↓
PR #232, opened 2019-08-07
Added test on sdk.ids static methods values

MarynaG:
Added test, which verifies, that sdk.ids static methods have expected values

### DIFF
--- a/test/cypress/integration/fixtures/ids-data.json
+++ b/test/cypress/integration/fixtures/ids-data.json
@@ -1,0 +1,9 @@
+{
+    "contentType": "postWithCustomEntryEditor",
+    "entry": "5mwUiJB2kThfAG9ZnRNuNQ",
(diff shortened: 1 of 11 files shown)


test/cypress/integration/fixtures/ids-data.json
```diff
@@ -0,0 +1,22 @@
...
+    "entryEditorExtension":
+    {
+        "entry": "5mwUiJB2kThfAG9ZnRNuNQ",
+        "contentType": "postWithCustomEntryEditor"
+    },
+    "fieldExtension":
+    {
+        "entry": "1MDrvtuLDk0PcxS5nCkugC",
+        "contentType": "post",
+        "field": "bdpb"
```
suevalov: It might be bug. Let me figure out why we receive this value.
↑
▶ **What you are asked to do**:
Only a number belongs in the answer: the number of lines in the preceding data that hold "methods".

▶ **Answer for this exercise**:
2